**How to complete this task:** Examine each line of the data, and copy the ones containing "actions".

**Working data:**

PR #294, opened 2016-10-18
Add ability to filter history pages by resource_name

leplatrem:
@n1k0 r?

### DIFF
--- a/src/actions/bucket.js
+++ b/src/actions/bucket.js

**Exercise response:**
--- a/src/actions/bucket.js
+++ b/src/actions/bucket.js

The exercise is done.